I would keep this up, frantically most nights, always racing, unloading an entire oven of a hundred and fifty baguettes and rolling them over near the open double screen doors to cool, and then egg-wash and score another hundred and fifty, and quickly load the oven so as not to lose too much heat through the open oven door, and then twenty minutes of counting, sorting, bagging, sweeping before it started again. On summer nights this was best, with all of the doors open and something good on the cassette player loud—for me this was Richard Thompson’s Hand of Kindness for an embarrassingly long time— and hundreds of loaves cooling on the fans, their crusts making a barely audible crackling sound, and the smell wafting out onto the street and permeating the neighborhood. People would walk by on their way from the Commonwealth Avenue T-line and be taken by it. You would hear them exclaim to one another about how good it smelled, how they were lucky to live in such a neighborhood, and often they would stand in the doorway and ask, “You don’t mind if we just stand here for a few minutes and smell this, do you?” Sometimes they would plead through the open screen door to be allowed to buy a fresh loaf, though the retail operation closed at six P.M. It was satisfying to turn away the wealthy residents of Brookline, used to getting all they wanted, and thrilling to occasionally make the fine gesture of letting the homeless guy from the Allston side have a baguette for nothing. He did not come often, knew better than to push his luck, but when he did turn up at the door and shouted into the lighted bakery, “Hey, brother, can you spare a loaf of that tasty French stick?” it was deeply satisfying to flick the latch on the screen doors and pass one out into the night to him.

And in the summer, just before Eddie’s closed at eleven P.M., I would go next door and buy a single bottle of Bass Ale and climb up with it onto the stacks of hundred-pound bags of King Arthur unbleached white bread flour, up high near the ceiling, and eat a hot baguette with sweet butter and drink that cold beer and look down on close to a thousand loaves of bread cooling or standing upright in emptied flour bags waiting for the drivers to come and get them at five A.M. and take them out to the waiting city.

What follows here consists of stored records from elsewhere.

PR #7877, opened 2022-02-11
audio_core: Update current process revision

lat9nq:
Update CURRENT_PROCESS_REVISION from REV9 to REVA.

Used by Nintendo Entertainment System - Nintendo Switch Online 6.0.0 and Super Nintendo Entertainment System - Nintendo Switch Online 3.0.0.

### DIFF
--- a/src/audio_core/common.h
+++ b/src/audio_core/common.h
@@ -15,7 +15,9 @@ constexpr ResultCode ERR_INVALID_PARAMETERS{ErrorModule::Audio, 41};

It was the last time that I knew perfection, knew what it was to work willingly, even enthusiastically at something, knowing as I did that perfection was possible every day. It was only possible because there were just five of us, and we all loved the bread and one another. It was only possible because there were only four or five ingredients—flour, water, salt, yeast, maybe something sweet. It was only possible because Christy had convinced us it was possible and taught us how to mix and shape and bake it in order to make it happen. And it was possible every day. It didn’t happen every day, but it was possible every day. And mostly, and this is what breaks my heart, it was possible because we all—even, I swear to god, me—believed it was possible.